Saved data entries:
============

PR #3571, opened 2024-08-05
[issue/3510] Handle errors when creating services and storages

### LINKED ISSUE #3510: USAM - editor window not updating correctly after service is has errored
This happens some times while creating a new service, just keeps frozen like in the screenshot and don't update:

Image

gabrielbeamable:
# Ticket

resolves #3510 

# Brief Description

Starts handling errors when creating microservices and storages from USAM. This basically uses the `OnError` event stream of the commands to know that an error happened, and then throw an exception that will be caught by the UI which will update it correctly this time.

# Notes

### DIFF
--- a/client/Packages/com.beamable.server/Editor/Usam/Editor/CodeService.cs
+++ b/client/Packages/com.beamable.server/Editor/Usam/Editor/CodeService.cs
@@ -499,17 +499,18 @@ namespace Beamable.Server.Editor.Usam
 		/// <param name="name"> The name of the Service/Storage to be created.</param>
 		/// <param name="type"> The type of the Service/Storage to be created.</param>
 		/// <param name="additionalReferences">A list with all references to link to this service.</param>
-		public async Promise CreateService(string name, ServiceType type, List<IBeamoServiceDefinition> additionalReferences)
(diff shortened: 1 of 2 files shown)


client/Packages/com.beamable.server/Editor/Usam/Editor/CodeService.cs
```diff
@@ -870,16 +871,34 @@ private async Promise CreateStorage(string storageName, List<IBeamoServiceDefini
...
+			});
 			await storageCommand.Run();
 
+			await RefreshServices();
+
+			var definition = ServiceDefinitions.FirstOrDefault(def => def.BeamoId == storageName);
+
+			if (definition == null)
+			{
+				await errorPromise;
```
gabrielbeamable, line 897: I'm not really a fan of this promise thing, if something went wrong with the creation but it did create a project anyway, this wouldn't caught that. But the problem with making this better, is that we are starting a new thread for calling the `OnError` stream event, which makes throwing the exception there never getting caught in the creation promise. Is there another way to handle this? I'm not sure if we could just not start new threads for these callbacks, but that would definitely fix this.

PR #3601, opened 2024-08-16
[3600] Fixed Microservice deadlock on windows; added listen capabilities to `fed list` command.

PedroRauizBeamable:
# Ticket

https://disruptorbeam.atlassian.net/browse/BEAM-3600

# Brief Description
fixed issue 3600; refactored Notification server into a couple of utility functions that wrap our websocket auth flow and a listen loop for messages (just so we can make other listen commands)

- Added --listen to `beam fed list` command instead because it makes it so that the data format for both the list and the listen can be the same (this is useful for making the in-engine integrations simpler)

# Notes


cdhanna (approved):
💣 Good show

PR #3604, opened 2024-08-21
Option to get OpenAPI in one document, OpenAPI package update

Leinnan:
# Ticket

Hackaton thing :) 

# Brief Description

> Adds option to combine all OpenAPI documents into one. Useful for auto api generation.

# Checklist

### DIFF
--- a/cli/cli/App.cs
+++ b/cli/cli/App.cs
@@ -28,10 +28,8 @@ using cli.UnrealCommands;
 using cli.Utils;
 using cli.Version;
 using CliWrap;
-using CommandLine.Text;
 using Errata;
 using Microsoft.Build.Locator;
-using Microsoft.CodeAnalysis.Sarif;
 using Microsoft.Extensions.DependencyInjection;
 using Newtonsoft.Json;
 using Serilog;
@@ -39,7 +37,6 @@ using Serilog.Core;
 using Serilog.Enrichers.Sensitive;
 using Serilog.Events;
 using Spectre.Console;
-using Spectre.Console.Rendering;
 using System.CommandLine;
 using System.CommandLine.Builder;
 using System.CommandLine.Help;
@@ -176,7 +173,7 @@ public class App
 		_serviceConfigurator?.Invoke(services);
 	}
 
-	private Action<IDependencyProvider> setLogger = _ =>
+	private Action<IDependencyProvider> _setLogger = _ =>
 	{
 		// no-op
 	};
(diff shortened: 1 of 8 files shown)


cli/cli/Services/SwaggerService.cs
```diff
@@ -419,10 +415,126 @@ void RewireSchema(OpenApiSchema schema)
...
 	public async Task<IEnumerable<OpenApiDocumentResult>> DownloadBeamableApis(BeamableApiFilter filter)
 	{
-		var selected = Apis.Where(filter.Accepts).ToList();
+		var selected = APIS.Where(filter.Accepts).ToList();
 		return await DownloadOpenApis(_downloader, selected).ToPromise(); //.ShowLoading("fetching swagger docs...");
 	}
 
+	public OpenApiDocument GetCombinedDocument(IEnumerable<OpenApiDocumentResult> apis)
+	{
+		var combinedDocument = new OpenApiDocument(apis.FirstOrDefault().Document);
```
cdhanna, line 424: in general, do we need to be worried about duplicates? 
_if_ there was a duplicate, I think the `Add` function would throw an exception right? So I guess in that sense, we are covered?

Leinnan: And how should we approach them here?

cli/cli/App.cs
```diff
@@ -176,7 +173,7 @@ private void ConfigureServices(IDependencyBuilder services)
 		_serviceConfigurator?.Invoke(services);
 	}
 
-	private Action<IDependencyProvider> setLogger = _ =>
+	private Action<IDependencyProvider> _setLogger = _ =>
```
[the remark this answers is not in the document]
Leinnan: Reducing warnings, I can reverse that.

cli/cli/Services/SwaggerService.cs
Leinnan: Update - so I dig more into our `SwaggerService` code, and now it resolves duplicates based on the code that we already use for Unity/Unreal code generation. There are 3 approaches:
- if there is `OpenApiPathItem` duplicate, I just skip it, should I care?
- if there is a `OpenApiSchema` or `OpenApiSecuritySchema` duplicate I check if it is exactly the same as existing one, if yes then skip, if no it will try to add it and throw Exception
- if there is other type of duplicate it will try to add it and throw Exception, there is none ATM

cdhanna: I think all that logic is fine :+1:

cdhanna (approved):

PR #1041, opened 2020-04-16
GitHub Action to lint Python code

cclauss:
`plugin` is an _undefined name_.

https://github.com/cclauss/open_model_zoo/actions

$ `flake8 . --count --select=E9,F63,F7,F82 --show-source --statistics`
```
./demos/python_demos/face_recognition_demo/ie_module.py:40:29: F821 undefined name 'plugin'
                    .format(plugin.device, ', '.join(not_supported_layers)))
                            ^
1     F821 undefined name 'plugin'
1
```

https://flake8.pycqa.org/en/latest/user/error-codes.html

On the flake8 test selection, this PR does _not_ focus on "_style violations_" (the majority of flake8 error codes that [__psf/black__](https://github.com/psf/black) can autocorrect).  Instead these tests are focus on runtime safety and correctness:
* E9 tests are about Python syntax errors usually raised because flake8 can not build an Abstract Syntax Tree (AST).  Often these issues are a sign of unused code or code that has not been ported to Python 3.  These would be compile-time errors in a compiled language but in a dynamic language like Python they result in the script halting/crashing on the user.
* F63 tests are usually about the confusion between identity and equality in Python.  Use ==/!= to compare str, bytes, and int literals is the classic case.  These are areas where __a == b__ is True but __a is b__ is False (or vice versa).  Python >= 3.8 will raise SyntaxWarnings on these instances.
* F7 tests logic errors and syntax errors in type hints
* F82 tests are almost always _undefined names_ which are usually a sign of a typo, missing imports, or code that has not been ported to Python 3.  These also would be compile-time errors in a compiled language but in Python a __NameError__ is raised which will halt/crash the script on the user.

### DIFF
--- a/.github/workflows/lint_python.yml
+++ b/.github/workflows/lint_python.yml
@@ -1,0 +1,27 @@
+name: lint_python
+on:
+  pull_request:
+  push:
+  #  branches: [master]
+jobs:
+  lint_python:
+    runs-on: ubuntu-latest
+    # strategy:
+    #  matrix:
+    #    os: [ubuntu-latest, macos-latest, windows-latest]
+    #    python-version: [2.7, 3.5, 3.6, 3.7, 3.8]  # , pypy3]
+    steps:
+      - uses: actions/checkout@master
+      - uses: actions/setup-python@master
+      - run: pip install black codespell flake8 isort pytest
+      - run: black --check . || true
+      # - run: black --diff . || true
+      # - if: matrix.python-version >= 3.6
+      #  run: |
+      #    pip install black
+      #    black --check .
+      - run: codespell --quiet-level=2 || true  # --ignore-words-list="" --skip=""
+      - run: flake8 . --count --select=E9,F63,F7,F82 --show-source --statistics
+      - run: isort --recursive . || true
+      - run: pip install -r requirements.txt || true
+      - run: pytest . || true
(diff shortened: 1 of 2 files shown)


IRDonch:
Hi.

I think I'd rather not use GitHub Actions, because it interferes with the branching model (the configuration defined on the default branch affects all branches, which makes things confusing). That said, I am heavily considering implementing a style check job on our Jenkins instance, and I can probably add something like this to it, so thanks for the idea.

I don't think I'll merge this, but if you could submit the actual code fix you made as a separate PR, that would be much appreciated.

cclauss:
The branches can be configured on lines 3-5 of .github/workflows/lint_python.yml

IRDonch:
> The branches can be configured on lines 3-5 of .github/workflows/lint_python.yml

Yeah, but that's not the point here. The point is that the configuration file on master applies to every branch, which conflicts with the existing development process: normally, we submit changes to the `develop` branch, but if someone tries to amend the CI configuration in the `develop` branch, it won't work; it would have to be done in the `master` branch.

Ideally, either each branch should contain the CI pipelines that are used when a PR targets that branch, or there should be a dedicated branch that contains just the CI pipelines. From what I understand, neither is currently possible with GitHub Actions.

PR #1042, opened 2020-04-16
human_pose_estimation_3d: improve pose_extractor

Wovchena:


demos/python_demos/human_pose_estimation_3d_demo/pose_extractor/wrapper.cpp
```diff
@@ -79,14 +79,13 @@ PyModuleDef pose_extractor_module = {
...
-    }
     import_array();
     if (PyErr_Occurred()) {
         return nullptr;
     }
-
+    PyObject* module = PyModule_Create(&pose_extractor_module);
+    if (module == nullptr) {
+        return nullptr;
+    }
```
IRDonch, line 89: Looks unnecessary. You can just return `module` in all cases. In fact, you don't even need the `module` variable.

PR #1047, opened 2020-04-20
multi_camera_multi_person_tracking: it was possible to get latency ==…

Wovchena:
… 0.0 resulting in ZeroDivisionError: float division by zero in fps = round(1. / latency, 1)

============

AIM OF THE EXERCISE: Check all the records above and select each line where the string "CommandLine" is found.

EXERCISE RESULT:
-using CommandLine.Text;
 using System.CommandLine;
 using System.CommandLine.Builder;
 using System.CommandLine.Help;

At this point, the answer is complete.